> _WHAT IS BEING ASKED_
Retrieve all lines below that have the string "address".

> _DATA IN THIS EXERCISE_
<<<<

PR #821, opened 2019-02-17
mam2/api: bundle read

tsvisabo:
- API


mam/v2/api/api.c
```diff
@@ -166,12 +168,60 @@ retcode_t mam_api_bundle_write_packet(mam_api_t *const api,
...
 
-retcode_t mam_api_bundle_read(mam_api_t *const api,
-                              mam_channel_t const *const cha,
-                              bundle_transactions_t const *const bundle,
-                              flex_trit_t *const payload) {
-  if (api == NULL || cha == NULL || bundle == NULL || payload == NULL) {
-    return RC_NULL_PARAM;
+bool mam_api_bundle_contains_header(bundle_transactions_t const *const bundle) {
+  iota_transaction_t *tx = (iota_transaction_t *)utarray_front(bundle);
+  return flex_trits_are_null(transaction_tag(tx), NUM_TRITS_TAG);
```
thibault-martinez: Size is in flex_trits

mam/v2/api/api.c
```diff
@@ -166,12 +168,60 @@ retcode_t mam_api_bundle_write_packet(mam_api_t *const api,
...
+}
+
+retcode_t mam_api_bundle_read_msg(mam_recv_msg_context_t *const ctx,
+                                  mam_channel_t const *const cha,
```
thibault-martinez: Not needed

mam/v2/api/api.c
```diff
@@ -166,12 +168,60 @@ retcode_t mam_api_bundle_write_packet(mam_api_t *const api,
...
+                                  bundle_transactions_t const *const bundle,
+                                  flex_trit_t **const packet_payload,
+                                  trits_t session_key, trits_t msg_id) {
```
thibault-martinez: Why is session_key a parameter ?

mam/v2/api/api.c
```diff
@@ -166,12 +168,60 @@ retcode_t mam_api_bundle_write_packet(mam_api_t *const api,
...
-                              bundle_transactions_t const *const bundle,
-                              flex_trit_t *const payload) {
-  if (api == NULL || cha == NULL || bundle == NULL || payload == NULL) {
-    return RC_NULL_PARAM;
+bool mam_api_bundle_contains_header(bundle_transactions_t const *const bundle) {
+  iota_transaction_t *tx = (iota_transaction_t *)utarray_front(bundle);
+  return flex_trits_are_null(transaction_tag(tx), NUM_TRITS_TAG);
+}
+
+retcode_t mam_api_bundle_read_msg(mam_recv_msg_context_t *const ctx,
```
thibault-martinez: I think we should have `mam_api_bundle_read_header` and `mam_api_bundle_read_packet`. And `mam_api_bundle_read_msg` would call them depending on if it finds a header or not. Otherwise we'll have duplicate code in `mam_api_bundle_read_packet`.

thibault-martinez (changes requested):

mam/v2/api/api.c
tsvisabo: because when you want to read the rest of the packets that belong to that msg, you need it for decryption

mam/v2/api/api.c
tsvisabo: yes

mam/v2/api/api.c
thibault-martinez: You don't actually need it. You absorb it into your spongos state and you just need to keep your spongos.

tsvisabo: Ok then :)

tsvisabo: everything in MAM is soo cryptic

thibault-martinez: :trollface:

mam/v2/mam/mam.h
```diff
@@ -0,0 +1,172 @@
+/*
```
thibault-martinez: This file has been removed/renamed to message.h

mam/v2/mam/tests/test_message.c
```diff
@@ -142,7 +142,10 @@ static void message_test_generic_receive_msg(
     trits_copy(mam_channel_id(cha), mam_msg_recv_cfg_chid(cfg));
   }
 
+  trit_t session_key_trits[MAM2_SPONGE_KEY_SIZE];
+  trits_t session_key = trits_from_rep(MAM2_SPONGE_KEY_SIZE, session_key_trits);
```
thibault-martinez: Not needed

mam/v2/examples/recv.c
```diff
@@ -0,0 +1,141 @@
...
+  if (mam_api_init(&api, SENDER_SEED) != RC_OK) {
+    fprintf(stderr, "mam_api_init failed\n");
+    return EXIT_FAILURE;
+  }
+
+  trits_t cha_name = trits_alloc(3 * strlen(TEST_CHANNEL_NAME));
+  trits_from_str(cha_name, TEST_CHANNEL_NAME);
+  mam_channel_t *cha = malloc(sizeof(mam_channel_t));
+  memset(cha, 0, sizeof(mam_channel_t));
+  mam_channel_create(&api.prng, TEST_MSS_DEPTH, cha_name, cha);
```
thibault-martinez: Receiver doesn't need to create channels

mam/v2/api/api.h
```diff
@@ -57,10 +59,51 @@ retcode_t mam_api_bundle_write_packet(mam_api_t *const api,
...
+retcode_t mam_api_bundle_read_msg(mam_api_t *const api,
+                                  mam_channel_t const *const cha,
+                                  bundle_transactions_t const *const bundle,
+                                  flex_trit_t **const packet_payload);
+
+/**
+ * Reads next packet
+ *
+ * @param api - The API
+ * @param cha - The channel the message belongs to
```
thibault-martinez: remove

mam/v2/api/api.c
```diff
@@ -52,7 +57,10 @@ retcode_t mam_api_destroy(mam_api_t *const api) {
   mam_ntru_sk_t_set_free(&api->ntru_sks);
   mam_ntru_pk_t_set_free(&api->ntru_pks);
   mam_psk_t_set_free(&api->psks);
-  ret = trit_t_to_mam_msg_send_context_t_map_free(&api->send_ctxs);
+  ERR_BIND_RETURN(trit_t_to_mam_msg_send_context_t_map_free(&api->send_ctxs),
+                  ret);
+  ERR_BIND_RETURN(trit_t_to_mam_msg_recv_context_t_map_free(&api->recv_ctxs),
+                  ret);
```
thibault-martinez: We can't return if one fail, it would mean that we doesn't free the others.
Also, our usage `ERR_BIND_RETURN` across MAM is very inconsistent, not sure what to do with that.

mam/v2/api/api.c
thibault-martinez: Not fixed

thibault-martinez (changes requested):

mam/v2/examples/recv.c
tsvisabo: That's a way to generate the channel's id from prng and channel name

mam/v2/api/api.c
tsvisabo: true

mam/v2/examples/recv.c
thibault-martinez: Yes, but in real life we would just send the channel id to the receiver right ?

tsvisabo: Maybe, i'll add it as a hard coded value in the test

mam/v2/api/api.c
```diff
@@ -183,12 +198,94 @@ retcode_t mam_api_bundle_write_packet(mam_api_t *const api,
...
+
+static retcode_t mam_api_bundle_read_header(
+    mam_msg_recv_context_t const *const ctx, trits_t *const msg) {
+  retcode_t err;
+  ERR_BIND_RETURN(mam_msg_recv(ctx, msg), err);
+  return err;
+}
+
+retcode_t mam_api_bundle_read_msg(mam_api_t *const api,
+                                  flex_trit_t const *const ch_id,
```
thibault-martinez: Do we actually need to pass the ch_id ? Since it the address of all txs in the bundle ?

mam/v2/api/api.c
```diff
@@ -183,12 +198,94 @@ retcode_t mam_api_bundle_write_packet(mam_api_t *const api,
...
+                                  bundle_transactions_t const *const bundle,
+                                  flex_trit_t **const packet_payload) {
+  retcode_t err = RC_OK;
+  MAM2_ASSERT(packet_payload && *packet_payload == NULL);
+  if (!mam_api_bundle_contains_header(bundle)) {
```
thibault-martinez, line 238: Why do we return if there is no header ? That won't work on single packets

mam/v2/api/api.c
```diff
@@ -183,12 +198,94 @@ retcode_t mam_api_bundle_write_packet(mam_api_t *const api,
...
+    *packet_payload = malloc(NUM_FLEX_TRITS_FOR_TRITS(num_trits_in_packet));
+    flex_trits_from_trits(*packet_payload, num_trits_in_packet, packet_trits,
+                          num_trits_in_packet, num_trits_in_packet);
+  }
+
+  return trit_t_to_mam_msg_recv_context_t_map_add(
+      &api->recv_ctxs, mam_msg_recv_cfg_msg_id(&cfg).p, cfg);
 }
+
+retcode_t mam_api_bundle_read_packet(mam_api_t const *const api,
```
thibault-martinez, line 285: What's the status of this function ? Unused ?

thibault-martinez (changes requested):

mam/v2/api/api.c
tsvisabo: Nope, only if we want to test that the addresses are the same, OTOH, the bundles should already be filtered by the address (channel_id)

mam/v2/api/api.c
tsvisabo: Of course it won't, single packets are going to be read with `mam_api_bundle_read_packet`

mam/v2/api/api.c
tsvisabo: not yet implemented

mam/v2/api/api.c
```diff
@@ -183,12 +198,112 @@ retcode_t mam_api_bundle_write_packet(mam_api_t *const api,
...
+                    err);
   }
+
   return RC_OK;
 }
+
+retcode_t mam_api_bundle_read_packet(mam_api_t const *const api,
+                                     bundle_transactions_t const *const bundle,
+                                     flex_trit_t **const packet_payload,
+                                     trit_t const *const msg_id,
```
thibault-martinez: msg_id is not needed since it's on the tag. Otherwise we have to ask the user to provide it.

thibault-martinez (changes requested):

thibault-martinez (approved):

>>>>

> _RESPONSE_
thibault-martinez: Do we actually need to pass the ch_id ? Since it the address of all txs in the bundle ?
tsvisabo: Nope, only if we want to test that the addresses are the same, OTOH, the bundles should already be filtered by the address (channel_id)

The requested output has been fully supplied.